We primarily use the version where we explicitly mention the frames files (row `images` and supplying `frames_dir`). If you would like to use the original processor's preporcessing step of the videos, supply the `video_dir` and it should automatically use that instead.

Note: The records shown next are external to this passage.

PR #21, opened 2025-02-06
feat: add optional SSE middleware to obtain Grafana info from headers

sd2k:
This PR adds a flag to the CLI which, when combined with the
SSE transport, allows the client to include information about
the Grafana instance to use in headers.

This is a non-standard way to use the MCP server, but I'm not sure any
of the other accepted auth proposals meet our use case.

Unfortunately it involves changing some of the callsites because the
Grafana client is no longer a singleton (since it can be changed).
Instead, settings live in a contextvar and the client is recreated
for each request.

### DIFF
--- a/src/mcp_grafana/cli.py
+++ b/src/mcp_grafana/cli.py
@@ -1,4 +1,5 @@
 import enum
+from types import MethodType
 
 import typer
 
@@ -13,5 +14,59 @@ class Transport(enum.StrEnum):
 
 
 @app.command()
-def run(transport: Transport = Transport.stdio):
+def run(transport: Transport = Transport.stdio, header_auth: bool = False):
+    if transport == Transport.sse and header_auth:
+        # Monkeypatch the run_sse_async method to inject a Grafana middleware.
+        # This is a bit of a hack, but fastmcp doesn't have a way of adding
+        # middleware. It's not unreasonable to do this really, since fastmcp
+        # is just a thin wrapper around the low level mcp server.
+        mcp.run_sse_async = MethodType(run_sse_async, mcp)
+
     mcp.run(transport.value)
+
+
+async def run_sse_async(self) -> None:
+    """
+    Run the server using SSE transport, with a middleware that extracts
+    Grafana authentication information from the request headers.
+
+    The vast majority of this code is the same as the original run_sse_async
+    method (see https://github.com/modelcontextprotocol/python-sdk/blob/44c0004e6c69e336811bb6793b7176e1eda50015/src/mcp/server/fastmcp/server.py#L436-L468).
+    """
+
+    from mcp.server.sse import SseServerTransport
+    from starlette.applications import Starlette
+    from starlette.routing import Mount, Route
+    import uvicorn
+
+    from .middleware import GrafanaMiddleware
+
+    sse = SseServerTransport("/messages/")
+
+    async def handle_sse(request):
+        async with GrafanaMiddleware(request):
+            async with sse.connect_sse(
+                request.scope, request.receive, request._send
+            ) as streams:
+                await self._mcp_server.run(
+                    streams[0],
+                    streams[1],
+                    self._mcp_server.create_initialization_options(),
+                )
+
+    starlette_app = Starlette(
+        debug=self.settings.debug,
+        routes=[
+            Route("/sse", endpoint=handle_sse),
+            Mount("/messages/", app=sse.handle_post_message),
+        ],
+    )
+
+    config = uvicorn.Config(
+        starlette_app,
+        host=self.settings.host,
+        port=self.settings.port,
+        log_level=self.settings.log_level.lower(),
+    )
+    server = uvicorn.Server(config)
+    await server.serve()
--- a/src/mcp_grafana/middleware.py
+++ b/src/mcp_grafana/middleware.py
@@ -1,0 +1,54 @@
+from dataclasses import dataclass
+
+from starlette.datastructures import Headers
+
+from .settings import GrafanaSettings, grafana_settings
+
+
+@dataclass
+class GrafanaInfo:
+    """
+    Simple container for the Grafana URL and API key.
+    """
+
+    authorization: str
+    url: str
+
+    @classmethod
+    def from_headers(cls, headers: Headers) -> "GrafanaInfo | None":
+        if (url := headers.get("X-Grafana-URL")) is not None and (
+            key := headers.get("X-Grafana-API-Key")
+        ) is not None:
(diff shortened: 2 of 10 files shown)


sd2k:
This would definitely benefit from some tests. I think it'll be a bit complex though, we'll need to:
- set up a couple of mock Grafana servers on different ports
- start the MCP server using our customised `run_sse_async` method
- start one SSE session with headers pointing to the first server, then send a message to use tool A
- start a second SSE session pointing to the second server, then use a different tool
- assert that the right servers get the right calls

I would really love to have some kind of load test as well to make sure there's nothing funky going on with the settings being accidentally shared between SSE sessions...

src/mcp_grafana/cli.py
```diff
@@ -13,5 +14,59 @@ class Transport(enum.StrEnum):
...
+    )
+
+    config = uvicorn.Config(
+        starlette_app,
+        host=self.settings.host,
+        port=self.settings.port,
+        log_level=self.settings.log_level.lower(),
+    )
+    server = uvicorn.Server(config)
+    await server.serve()
```
sd2k: This should be moved elsewhere really to make it easier to test...

src/mcp_grafana/middleware.py
```diff
@@ -0,0 +1,57 @@
...
+from .settings import GrafanaSettings, grafana_settings
+
+
+@dataclass
+class GrafanaInfo:
+    """
+    Simple container for the Grafana URL and API key.
+    """
+
+    authorization: str
```
annanay25: should we just name this API key?

src/mcp_grafana/middleware.py
```diff
@@ -0,0 +1,57 @@
...
+                api_key=info.authorization,
+                tools=current_settings.tools,
+            )
+            self.settings_token = grafana_settings.set(new_settings)
+            self.client_token = grafana_client.set(
+                GrafanaClient.from_settings(new_settings)
+            )
+
+    async def __aexit__(self, exc_type, exc_val, exc_tb):
+        if self.token is not None:
```
annanay25: I don't see the `self.token` being set anywhere? Just `self.settings_token` and `self.client_token` in the 'enter' section

annanay25 (commented):
Nice, clever design of handling Grafana auth headers using ContextVars and a special middleware. +1 on the load tests, it would be nice knowing tokens aren't leaking between requests.

src/mcp_grafana/middleware.py
sd2k: Whoops good call, that was missed in a refactor when I split the tokens up!

src/mcp_grafana/middleware.py
sd2k: Yeah I think so :+1:

sd2k:
Alright, I've added a test which starts up some separate Grafana servers and makes requests with different headers to hit each one. It seems to work fine!

One thing I noticed is that after the SSE request is set up, _anyone_ can send a JSONRPC request to `/messages?<uuid>` if they can guess the UUID, without any auth, and it will cause that message to be handled by the SSE handler. All output goes to the SSE handler rather than the client calling `/messages` though so I don't think this is a big deal, especially given how it's nearly impossible to guess that UUID.

src/mcp_grafana/tools/datasources.py
```diff
@@ -7,21 +7,21 @@ async def list_datasources() -> bytes:
     """
     List datasources in the Grafana instance.
     """
-    return await grafana_client.list_datasources()
+    return await grafana_client.get().list_datasources()
```
sd2k, line 10: I would love to do away with all of these annoying `.get()` calls, tools definitely shouldn't be able to modify this contextvar...

tests/middleware_test.py
```diff
@@ -0,0 +1,222 @@
...
+    """
+
+    @pytest.mark.asyncio
+    async def test_multiple_requests(self):
+        """
+        Ensure that the contextvars do not leak across requests.
+
+        This is a bit of a tricky test, since we're not actually
+        testing the middleware itself, but rather the contextvars
+        that it uses.
```
annanay25: Found this a bit confusing since we can't peek into the contextvars (IIUC) and we're using middlewares as a proxy for the test.

tests/middleware_test.py
```diff
@@ -0,0 +1,222 @@
...
+                        },
+                    )
+                    result = await jsonrpc_result(g1_iter)
+                    # This must have come from the first Grafana server.
+                    assert json.loads(result.content[0].text) == json.dumps(  # type: ignore
+                        [{"id": 1}], indent=4
+                    )
+
+                    # Send a tool call request using the second URL.
+                    await g2_client.post(
```
annanay25, line 176: Wondering if running the two requests in parallel will make the test a bit more convincing?

annanay25 (commented):
Also, cloud tests seem to have failed with 

```
=========================== short test summary info ============================
FAILED tests/tools/incident_test.py::test_list_incidents - mcp_grafana.client.GrafanaError: {"code":"Loading","message":"Your instance is loading, and will be ready shortly."}
=================== 1 failed, 11 passed, 15 skipped in 3.38s ===================
```

🫠

tests/middleware_test.py
sd2k: Ugh that comment was added by some AI tool and isn't even true. I'll remove it!

tests/middleware_test.py
sd2k: It'd be hard to ensure they both ran in parallel anyway really :shrug: we could try but it wouldn't be deterministic. I could add a second call to the first server if that would improve things at all?

annanay25: Nah honestly I don't think its worth the effort. The current test seems good 👍

sd2k:
> Also, cloud tests seem to have failed with

Yeah this is really annoying, I can't figure out how to keep that cloud instance online rather than pausing all the time... I'll dig into it a bit more!

annanay25 (approved):
lgtm!

sd2k:
There was a good suggestion by @breitreiter that we could use a custom transport for this. In reality we're just piggy-backing on the SSE transport but it's an interesting idea to make it an explicitly different transport, not just a hack on top of SSE :sweat_smile:

sd2k:
Marking as draft while we rethink some of the details.

annanay25:
~I'd hedge towards merging this (we can always rerun tests if the cloud instance is down) and handling that in a different PR, but will leave it to you!~

Nevermind, you marked draft because of the alternate transport consideration.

### Running with OmniModel

Example to run:
```bash
accelerate launch src/main.py --do_train \
  --data_dir data/msrvtt_hf_videos \
  --video_dir videos/msrvtt/ --audio_dir audios/msrvtt \
  --dataloader_num_workers 2 \
  --model-type colqwenomni --model_name_or_path Qwen/Qwen2.5-Omni-3B --quantize_4bit \
  --do_peft --lora_r 128 --lora_alpha 128 --lora_dropout 0.1 \
  --lora_target_modules "(.*(model).*(down_proj|gate_proj|up_proj|k_proj|q_proj|v_proj|o_proj).*$|.*(custom_text_proj).*$)" \
  --num_train_epochs 5 --warmup_ratio 0.1 \
  --per_device_train_batch_size 1 --per_device_eval_batch_size 1 \
  --learning_rate ${lr} --optim paged_adamw_8bit \
  --weight_decay 0.01 --logging_steps 1 \
  --save_strategy epoch --eval_strategy no \
  --output_dir msrvtt_omni --overwrite_output_dir --combine_modalities --aggregation_method modality_max
        
```

## Evaluation

### Retrieval

Example command to evaluate a trained model:
```bash
accelerate launch --main_process_port 10086 src/main.py --do_eval \
  --data_dir data/multivent_test_hf --frames_dir <FRAMES_DIR> \
  --dataloader_num_workers 8 \
  --model-type colqwen --model_name_or_path <HF_MODEL_NAME> --quantize_4bit \
  --do_peft --lora_r 128 --lora_alpha 128 --lora_dropout 0.1 \
  --lora_target_modules "(.*(model).*(down_proj|gate_proj|up_proj|k_proj|q_proj|v_proj|o_proj).*$|.*(custom_text_proj).*$)" \
  --num_train_epochs 5 --warmup_ratio 0.1 \
  --per_device_train_batch_size 2 --per_device_eval_batch_size 4 \
  --learning_rate 1e-5 --optim paged_adamw_8bit \
  --weight_decay 0.01 --logging_steps 1 \
  --save_strategy epoch --eval_strategy epoch \
  --output_dir <CHECKPOINT_DIR> \
  --pretrained_peft_model_name_or_path <CHECKPOINT_DIR> --combine_modalities
```
Replace `<FRAMES_DIR>` and `<CHECKPOINT_DIR>` as appropriate.